One of the general internal themes of Croquet is that everything ought to just work, and work well. Most practicing software developers aren’t fortunate enough to be able to create artifacts like this because the software is aimed at addressing a very specific problem. That tends to lead to tools of limited scope and interaction.
Consider sound. If you only want to make voice chat work, you can use a low fidelity encoding on a lossy transport. It will do what it does well, but only that. Now suppose you and someone else are watching a movie and discussing it, using separate programs for the movie and VoIP. Either program might work well, but use them together and everything is likely to go to hell.
To support Croquet’s general distributed collaboration model for everything, we use a delivery mechanism (TCP/IP) in which no data is lost. In order to make things practical in secure settings, we do all transport through a single encrypted port. In order to contribute to the immersive 3D effect, all sound is spatialized to the speaker’s location in the virtual world. That all makes it tough to get good sound.
Well, we’ve been working on that. Our last release of the Qwaq Forums implementation has terrific headset sound over reasonably good Internet connections. In meetings of more than 20 people, with several 2D legacy applications running in-world, the sound is much better than either dedicated line or Internet-based telephone or speakerphone.

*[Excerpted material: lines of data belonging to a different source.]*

PR #2152, opened 2023-08-21
metrics: fix storageclass filter in collector

umangachapagain:
Since StorageClass is not namespaced, we do not need to filter them based on namespaces being watched by the metrics exporter. Doing so can cause issues like all the storageclasses being ignored since it's namespace field is empty.

Instead, we filter StorageClass by provisioner, to report metrics for the Ceph based storageclasses only.

### DIFF
--- a/metrics/internal/collectors/cluster-advance-feature-use.go
+++ b/metrics/internal/collectors/cluster-advance-feature-use.go
@@ -1,6 +1,8 @@
 package collectors
 
 import (
+	"strings"
+
 	"github.com/prometheus/client_golang/prometheus"
 	"github.com/red-hat-storage/ocs-operator/v4/metrics/internal/options"
 	cephv1 "github.com/rook/rook/pkg/apis/ceph.rook.io/v1"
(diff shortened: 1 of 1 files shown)


malayparida2000 (approved):
/lgtm

metrics/internal/collectors/cluster-advance-feature-use.go
```diff
@@ -208,18 +210,17 @@ func getAllStorageClasses(
...
-	for _, namespace := range namespaces {
-		for _, eachSC := range allSCs {
-			if eachSC.Namespace == namespace {
-				namespacedSCs = append(namespacedSCs, eachSC)
-			}
+	// Since there can be many StorageClass not related to ceph, we filter
+	// those out based on provisioner value.
+	var odfSC []*storagev1.StorageClass
+	for _, sc := range allSCs {
+		if strings.Contains(sc.Provisioner, "rbd.csi.ceph.com") ||
```
malayparida2000, line 217: Instead of defining these 3 provisioners can't we just take any storage class whose provisioner contains the string "csi.ceph.com"?

umangachapagain: We use this selector everywhere, so I used this for consistency. Also, it's better to be specific about which provisioner we're watching for.

malayparida2000:
@umangachapagain Any reason we are backporting it to 4.12 & 4.13 but not 4.14?

PR #2159, opened 2023-08-23
Update rook version to v1.12.2

malayparida2000:


controllers/storagecluster/cephcluster.go
```diff
@@ -1026,13 +1026,13 @@ func generateStretchClusterSpec(sc *ocsv1.StorageCluster) *rookCephv1.StretchClu
 		if zone == sc.Spec.NodeTopologies.ArbiterLocation {
 			continue
 		}
-		stretchClusterSpec.Zones = append(stretchClusterSpec.Zones, rookCephv1.StretchClusterZoneSpec{
+		stretchClusterSpec.Zones = append(stretchClusterSpec.Zones, rookCephv1.MonZoneSpec{
```
umangachapagain, line 1029: @travisn is this change ok?

malayparida2000: This was necessary due to this https://github.com/rook/rook/pull/12384/commits/2231d73259707e082c24419bf68e4382444e3c6f#diff-46a2e53ea9b825b7c3b65113b63a133da71eb0cd2a2c0e33012c224d02a8eaa1

umangachapagain (changes requested):
Squash the first 2 commits for go deps. It's the same thing so better to keep it together.

controllers/storagecluster/cephcluster.go
malayparida2000: Seems like a rename only, @travisn can confirm

malayparida2000:
> Squash the first 2 commits for go deps. It's the same thing so better to keep it together.

done

controllers/storagecluster/cephcluster.go
travisn: Correct, only the type name changed in a refactoring, but the json representation is the same and is not expected to affect upgrades

umangachapagain (approved):

PR #2160, opened 2023-08-23
Support migrating existing OSDs to bluestore-rdr

sp98:
This PR adds `yes-really-update-store` to `cephCluster` to migrate OSDs to bluestore-rdr` only if mirroring is enabled. 

- Adds `yes-really-update-store` for the first time only if : 
   - Mirroring is enabled.
   - CephCluster is Ready
   - CephCluster status indicates all OSDs are not on bluestore-rdr

- Ensures `yes-really-update-store` flag is not removed if CephCluster status indicates all OSDs are NOT on bluestore-rdr

- Removes `yes-really-update-store` if CephCluster status indicates that all OSDs are on bluestore-rdr and ceph cluster status is `Ready`


controllers/storagecluster/cephcluster.go
```diff
@@ -268,6 +269,13 @@ func (obj *ocsCephCluster) ensureCreated(r *StorageClusterReconciler, sc *ocsv1.
 
 	// Prevent removal of any RDR optimizations if they are already applied to the existing cluster spec.
 	cephCluster.Spec.Storage.Store = determineOSDStore(cephCluster.Spec.Storage.Store, found.Spec.Storage.Store)
+	if osdStoreUpdateRequired(sc, *found) {
+		cephCluster.Spec.Storage.Store.UpdateStore = OSDStoreUpdateConfirmation
+		r.Log.Info("migration of OSDs to bluestore-rdr is required")
+	} else {
+		cephCluster.Spec.Storage.Store.UpdateStore = ""
```
travisn, line 276: This confirmation to update the store will be reverted after the conversion is completed? Seems like we could simplify and just always keep this set when RDR is enabled, since after the conversion is complete it will be a no-op.

sp98: It would save the API call to list all the OSD deployments in the rook operator. 

Do you think we should do that?

or is it ok to always set `yes-really-update-store` ?

sp98: After a discussion in the Rook huddle, we decided to just always enable `bluestore-rdr` and `yes-really-update-store`. Rook takes care of migrating the OSDs and pauses migration if cluster is unhealthy. We don't need to remove `yes-really-update-store` flag, because if all OSDs are already migrated, then it will be no-op

PR #2162, opened 2023-08-23
support using bluestore-rdr for RDR customers

sp98:
If mirroring is enabled, then use bluestore-rdr store and allow migration of OSDs running on bluestore to bluestore-rdr

We always enable `bluestore-rdr` and `yes-really-update-store`. Rook takes care of migrating the OSDs and pauses migration if cluster is unhealthy. We don't need to remove `yes-really-update-store` flag, because if all OSDs are already migrated, then it will be no-op.

### DIFF
--- a/controllers/storagecluster/cephcluster.go
+++ b/controllers/storagecluster/cephcluster.go
@@ -269,6 +269,12 @@ func (obj *ocsCephCluster) ensureCreated(r *StorageClusterReconciler, sc *ocsv1.
 	// Prevent removal of any RDR optimizations if they are already applied to the existing cluster spec.
 	cephCluster.Spec.Storage.Store = determineOSDStore(cephCluster.Spec.Storage.Store, found.Spec.Storage.Store)
 
+	// Use bluestore-rdr if mirrioring is enabled
+	if sc.Spec.Mirroring.Enabled && !sc.Spec.ExternalStorage.Enable {
+		cephCluster.Spec.Storage.Store.Type = string(rookCephv1.StoreTypeBlueStoreRDR)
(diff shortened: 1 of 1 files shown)


controllers/storagecluster/cephcluster.go
```diff
@@ -269,6 +269,12 @@ func (obj *ocsCephCluster) ensureCreated(r *StorageClusterReconciler, sc *ocsv1.
 	// Prevent removal of any RDR optimizations if they are already applied to the existing cluster spec.
 	cephCluster.Spec.Storage.Store = determineOSDStore(cephCluster.Spec.Storage.Store, found.Spec.Storage.Store)
 
+	// Use bluestore-rdr if mirrioring is enabled
+	if sc.Spec.Mirroring.Enabled && !sc.Spec.ExternalStorage.Enable {
+		cephCluster.Spec.Storage.Store.Type = string(rookCephv1.StoreTypeBlueStoreRDR)
```
travisn, line 274: Where is the store type set for green field when the annotation is set? How are these related? I guess the type will just be set to the same value by two different sources?

sp98: Annotation is used only when the new `CephCluster` CR is being created [here](https://github.com/red-hat-storage/ocs-operator/blob/d10e2c8b6a3c4191fcace37c38cc42d1ac8b9f70/controllers/storagecluster/cephcluster.go#L416). 

`yes-really-update-store` only when updating existing `cephCluster` 

>> I guess the type will just be set to the same value by two different sources?
Yes.

travisn (approved):

umangachapagain (approved):

PR #2167, opened 2023-08-25
Bug 2212333:[release-4.12] Removing capacity feature from the storageconsumer CR

rchikatw:


rchikatw:
Closing this PR As we discontinue FaaS development and in the current situation, customers would not see provider/consumer support for 4.12/4.13 so this backport is not needed. Hence Closing the bug.

PR #2168, opened 2023-08-25
Add annotation for multus in toolbox after checking the multus network name for namespace

Nikhil-Ladha:
It is possible that the NetworkAttachmentDefinition for multus network is configured in a different namespace than the one in which the operator is deployed and multus is configured. In that case, the selector (eg: public) value in the storagecluster CR is of the following pattern `NAD_namespace/NAD_name`.

Therefore, check for namespace value in the selector and add annotation to the ceph toolbox accordingly.

BZ: https://bugzilla.redhat.com/show_bug.cgi?id=1982721


Nikhil-Ladha:
@iamniting @umangachapagain PTAL

controllers/storagecluster/cephtoolbox.go
```diff
@@ -117,21 +119,32 @@ func removeDuplicateTolerations(tolerations []corev1.Toleration) []corev1.Tolera
...
 		return "", err
 	}
 
+	if sc.Spec.Network.Selectors["public"] == "" {
+		return "", nil
+	}
+
+	multusNetName := sc.Spec.Network.Selectors["public"]
+	nsInMultusName := strings.Split(multusNetName, "/")
+	if len(nsInMultusName) > 1 {
```
iamniting, line 134: Can you check that this is == 2
If it is > 2 return an error.

controllers/storagecluster/cephtoolbox.go
```diff
@@ -117,21 +119,32 @@ func removeDuplicateTolerations(tolerations []corev1.Toleration) []corev1.Tolera
...
 	if err != nil {
 		return "", err
 	}
 
+	if sc.Spec.Network.Selectors["public"] == "" {
+		return "", nil
+	}
+
+	multusNetName := sc.Spec.Network.Selectors["public"]
+	nsInMultusName := strings.Split(multusNetName, "/")
```
iamniting, line 133:
```suggestion
	MultusNetNamespacedName := strings.Split(multusNetName, "/")
```

iamniting (changes requested):

controllers/storagecluster/cephtoolbox.go
Nikhil-Ladha: Ack, updated the code

controllers/storagecluster/cephtoolbox.go
```diff
@@ -117,21 +119,34 @@ func removeDuplicateTolerations(tolerations []corev1.Toleration) []corev1.Tolera
...
 		return "", err
 	}
 
-	if sc.Spec.Network.Selectors["public"] != "" {
-		multusNetName := sc.Spec.Network.Selectors["public"]
-		return fmt.Sprintf("%s/%s", multusNetNs, multusNetName), nil
-	}
-
-	return "", nil
+	return fmt.Sprintf("%s/%s", multusNetNs, multusNetName), nil
```
iamniting, line 151: As we are doing the get on the one if it is another namespace should not we do get even if it is in the same namespace?

iamniting (changes requested):

controllers/storagecluster/cephtoolbox.go
Nikhil-Ladha: Ah, right. It would be good to test it for the operator ns as well.
Updated the code accordingly, PTAL.

controllers/storagecluster/cephtoolbox.go
```diff
@@ -117,21 +119,36 @@ func removeDuplicateTolerations(tolerations []corev1.Toleration) []corev1.Tolera
...
 
-	if sc.Spec.Network.Selectors["public"] != "" {
-		multusNetName := sc.Spec.Network.Selectors["public"]
-		return fmt.Sprintf("%s/%s", multusNetNs, multusNetName), nil
+	multusNetName := sc.Spec.Network.Selectors["public"]
+	multusNetNamespacedName := strings.Split(multusNetName, "/")
+	nadNS, nadName := "", ""
+	if len(multusNetNamespacedName) == 2 {
+		nadNS, nadName = multusNetNamespacedName[0], multusNetNamespacedName[1]
+	} else if len(multusNetNamespacedName) < 2 {
```
iamniting, line 137:
```suggestion
	} else if len(multusNetNamespacedName) == 1 {
```

controllers/storagecluster/cephtoolbox.go
```diff
@@ -117,21 +119,36 @@ func removeDuplicateTolerations(tolerations []corev1.Toleration) []corev1.Tolera
...
+		nadNS, err = util.GetOperatorNamespace()
+		if err != nil {
+			return "", err
+		}
+		nadName = multusNetName
+	} else {
+		return "", fmt.Errorf("public selector value: %s, is not as per specification", multusNetName)
```
iamniting, line 144: I think we need to enhance the error msg.

controllers/storagecluster/cephtoolbox.go
```diff
@@ -117,21 +119,36 @@ func removeDuplicateTolerations(tolerations []corev1.Toleration) []corev1.Tolera
...
+	multusNetNamespacedName := strings.Split(multusNetName, "/")
+	nadNS, nadName := "", ""
+	if len(multusNetNamespacedName) == 2 {
+		nadNS, nadName = multusNetNamespacedName[0], multusNetNamespacedName[1]
+	} else if len(multusNetNamespacedName) < 2 {
+		nadNS, err = util.GetOperatorNamespace()
+		if err != nil {
+			return "", err
+		}
+		nadName = multusNetName
```
iamniting, line 142:
```suggestion
		nadNS, nadName = os.Getenv(util.OperatorNamespaceEnvVar), multusNetName
```

controllers/storagecluster/cephtoolbox.go
```diff
@@ -117,21 +119,36 @@ func removeDuplicateTolerations(tolerations []corev1.Toleration) []corev1.Tolera
...
+		return "", nil
 	}
 
-	if sc.Spec.Network.Selectors["public"] != "" {
-		multusNetName := sc.Spec.Network.Selectors["public"]
-		return fmt.Sprintf("%s/%s", multusNetNs, multusNetName), nil
+	multusNetName := sc.Spec.Network.Selectors["public"]
+	multusNetNamespacedName := strings.Split(multusNetName, "/")
+	nadNS, nadName := "", ""
+	if len(multusNetNamespacedName) == 2 {
```
iamniting, line 135: Let's change the order of the if conditions as well. First ==1 and then ==2 and then else.

iamniting (changes requested):

controllers/storagecluster/cephtoolbox.go
Nikhil-Ladha: How about this?
`return "", fmt.Errorf("public network selector for multus: %s, is invalid", multusNetName)`

controllers/storagecluster/cephtoolbox.go
Nikhil-Ladha: Done

controllers/storagecluster/cephtoolbox.go
Nikhil-Ladha: Done

controllers/storagecluster/cephtoolbox.go
Nikhil-Ladha: Ack

controllers/storagecluster/cephtoolbox.go
```diff
@@ -117,21 +120,32 @@ func removeDuplicateTolerations(tolerations []corev1.Toleration) []corev1.Tolera
...
-		return fmt.Sprintf("%s/%s", multusNetNs, multusNetName), nil
+	multusNetName := sc.Spec.Network.Selectors["public"]
+	multusNetNamespacedName := strings.Split(multusNetName, "/")
+	nadNS, nadName := "", ""
+	if len(multusNetNamespacedName) == 1 {
+		nadNS, nadName = os.Getenv(util.OperatorNamespaceEnvVar), multusNetName
+	} else if len(multusNetNamespacedName) == 2 {
+		nadNS, nadName = multusNetNamespacedName[0], multusNetNamespacedName[1]
+	} else {
+		return "", fmt.Errorf("public network selector for multus: %s, is invalid", multusNetName)
```
iamniting, line 141: I think we should add the spec path in the logs so that customers would be aware of what exactly needs to be changed.

iamniting (changes requested):

controllers/storagecluster/cephtoolbox.go
```diff
@@ -117,21 +120,32 @@ func removeDuplicateTolerations(tolerations []corev1.Toleration) []corev1.Tolera
...
+	}
+
+	foundNAD := &nadv1.NetworkAttachmentDefinition{}
+	err = r.Client.Get(context.TODO(), types.NamespacedName{Name: nadName, Namespace: nadNS}, foundNAD)
+	if err != nil {
```
iamniting, line 146: Let's add a log here as well. This is expected to be created by a customer, either create it or alter the spec.

iamniting (changes requested):

controllers/storagecluster/cephtoolbox.go
Nikhil-Ladha: Ok, how about now?

controllers/storagecluster/cephtoolbox.go
```diff
@@ -117,21 +120,33 @@ func removeDuplicateTolerations(tolerations []corev1.Toleration) []corev1.Tolera
...
+	} else if len(multusNetNamespacedName) == 2 {
+		nadNS, nadName = multusNetNamespacedName[0], multusNetNamespacedName[1]
+	} else {
+		return "", fmt.Errorf("spec.Network.Selector.Public value: %s in storagecluster CR is invalid", multusNetName)
+	}
+
+	foundNAD := &nadv1.NetworkAttachmentDefinition{}
+	err = r.Client.Get(context.TODO(), types.NamespacedName{Name: nadName, Namespace: nadNS}, foundNAD)
+	if err != nil {
+		r.Log.Error(err, "Either create the NetworkAttachmentDefinition or alter the storagecluster spec with correct value")
```
iamniting, line 147:
```suggestion
		r.Log.Error(err, "Either create the NetworkAttachmentDefinition or alter the storagecluster Spec.Network.Selectors[\"public\"] with correct value")
```

controllers/storagecluster/cephtoolbox.go
```diff
@@ -117,21 +120,33 @@ func removeDuplicateTolerations(tolerations []corev1.Toleration) []corev1.Tolera
...
-		return fmt.Sprintf("%s/%s", multusNetNs, multusNetName), nil
+	multusNetName := sc.Spec.Network.Selectors["public"]
+	multusNetNamespacedName := strings.Split(multusNetName, "/")
+	nadNS, nadName := "", ""
+	if len(multusNetNamespacedName) == 1 {
+		nadNS, nadName = os.Getenv(util.OperatorNamespaceEnvVar), multusNetName
+	} else if len(multusNetNamespacedName) == 2 {
+		nadNS, nadName = multusNetNamespacedName[0], multusNetNamespacedName[1]
+	} else {
+		return "", fmt.Errorf("spec.Network.Selector.Public value: %s in storagecluster CR is invalid", multusNetName)
```
iamniting, line 141:
```suggestion
		return "", fmt.Errorf("Spec.Network.Selectors[\"public\"] value: %s in storagecluster CR is invalid", multusNetName)
```

iamniting (changes requested):

controllers/storagecluster/cephtoolbox.go
Nikhil-Ladha: Ack, done :)

controllers/storagecluster/cephtoolbox.go
Nikhil-Ladha: Done

iamniting (commented):
The changes look good to me can you test them once and see if all cases are working well

iamniting (approved):
/hold for testing

Nikhil-Ladha:
> The changes look good to me can you test them once and see if all cases are working well

Ok, it seems like the operator doesn't have permissions to access resources outside the `openshift-storage` ns. This is happening due to the recent [change](https://github.com/red-hat-storage/ocs-operator/commit/d98bf7b8f021e8ef1fc68f3cb29cec99c232169b) in operator watch namespace, that limits it to `openshift-storage` only.
If, I  update the value to include the `default` ns as well, then the code works fine (though, I don't think we would like to do that, or can we accommodate the `default` ns only?), but without that the operator is unable to fetch ny resources in any other ns, not necessarily `default`.

WDYT, we should be doing now?

Nikhil-Ladha:
@umangachapagain any suggestions on what to do next?

umangachapagain:
> @umangachapagain any suggestions on what to do next?
>
Can you try creating a new client for the NAD using https://github.com/k8snetworkplumbingwg/network-attachment-definition-client/tree/master/pkg/client ? It should be populated with a different cache with all namespace access.

Nikhil-Ladha:
> 

Thanks, that worked.
The changes look good now, tested out all the scenarios.

iamniting (approved):

PR #2761, opened 2024-08-26
Bug 2307232: Allow osd crush reweight

parth-gr:
From 4.17 there is setting introduced for upstream user, to allow if they want to add cutom weights,

For downstream always setting it true


parth-gr:
Rook latest is bringing k8s 1.31.0. That's forcing us to bring up controller runtime to 1.19.0 due to some dependancies. After that controller runtime 1.19.0 runs into issue with OLM 1.28.0 as they are using k8 1.30 something. Normally this doesn't happen but k8s 1.31.0 has some breaking issues coming from 1.30, the same with controller runtime 1.19.0

controllers/storagecluster/cephcluster.go
```diff
@@ -451,6 +451,7 @@ func newCephCluster(sc *ocsv1.StorageCluster, cephImage string, kmsConfigMap *co
 			},
 			Storage: rookCephv1.StorageScopeSpec{
 				AllowDeviceClassUpdate:       sc.Spec.ManagedResources.CephCluster.AllowDeviceClassUpdate,
```
parth-gr, line 453: @travisn this is set from the ceph cluster

>AllowOsdCrushWeightUpdate we always wanted true, right?

travisn (commented):
/lgtm
/approve

iamniting (approved):

PR #2766, opened 2024-08-29
use qualified name upto ".svc" for endpoint svc in native storageclient

leelavg:
cluster proxies are configured not to proxy in cluster traffic and since we were using only the service name the connection is being proxied, using a qualified name upto ".svc" or ".svc.cluster.local" which is already configured under `.spec.noProxy` in `proxy/cluster` resource doesn't proxy the connection.


leelavg:
/cherry-pick release-4.16
https://bugzilla.redhat.com/show_bug.cgi?id=2308445

PR #2773, opened 2024-09-02
update deps bundle images

iamniting:


Nikhil-Ladha (approved):
/lgtm

hack/common.sh
```diff
@@ -50,8 +50,8 @@ OCS_CSV="$OUTDIR_TEMPLATES/ocs-operator.csv.yaml.in"
 # and we should continue to use dowsntream image only due to few
 # downstream only changes present in rook downstream fork.
 LATEST_ROOK_IMAGE="quay.io/ocs-dev/rook-ceph:vrelease-4.17-91cc5780b"
-LATEST_NOOBAA_CORE_IMAGE="quay.io/noobaa/noobaa-core:master-20240820"
-LATEST_NOOBAA_DB_IMAGE="docker.io/centos/postgresql-12-centos8"
+LATEST_NOOBAA_CORE_IMAGE="quay.io/noobaa/noobaa-core:master-20240901"
+LATEST_NOOBAA_DB_IMAGE="quay.io/sclorg/postgresql-15-c9s"
```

A lot of this was good old-fashioned hard engineering by Josh and Andreas and Brad. We use a well-designed high quality encoding. (E.g., there’s a lot of fidelity recorded and we compress the sound well. When there’s no sound, we don’t waste bandwidth.) We integrate a dynamically-sized jitter-buffer with the spatialized sound libraries. (E.g., suppose your network slows down. Instead of having gaps in the voice, we buffer everything. If the network gaps exceed the amount of buffering, we synthesize some sound to stretch the voice and increase the buffer size. As the network improves, we shrink the buffer size so that you don’t have delays like you’re talking to an astronaut on the moon.) We prioritize traffic through the Croquet router. (E.g., suppose no one is talking but there’s a megabyte of other activity to send. If in the middle of that someone starts talking, the other stuff is interrupted in an appropriate way to keep the voice flowing.) We’ve adjusted thread priorities and adjusted the operating system interface so that we can control the speaker and mic devices directly. There’s been a hell of a lot of testing and measuring and profiling. (Some of it done smart and efficiently. Some of it incredibly boring and painful and wasteful. But overall quite necessary.)
There are limitations. We don’t do echo cancellation, so you are better off using a headset (or at least the built-in push-to-talk) rather than an open-mic. The system will tolerate a lot of problems with the Internet connection, including delivery variations, bandwidth throttling by your ISP, and even disconnections – but there are limits and nothing good will happen on a completely shitty connection.
It is amazing to me that we were able to make it work so well. I’m not terribly happy with Vonage and I’m sure that I can tell when someone is using it. But the again, cell phones and land-lines suck too, and maybe Vonage and Skype are good enough. If stand-alone consumer-grade VoIP works well enough on worse connections and hardware, I would say that given a setup good enough for virtual worlds, our sound is much better than dedicated VoIP. (Josh, Andreas and Brad are just flat out amazing.) It is starting to push into the territory of megabuck virtual-presence executive-conferencing systems. And given that it does work, it isn’t at all surprising that it works well in conjunction with other stuff going on. That’s the way it was designed.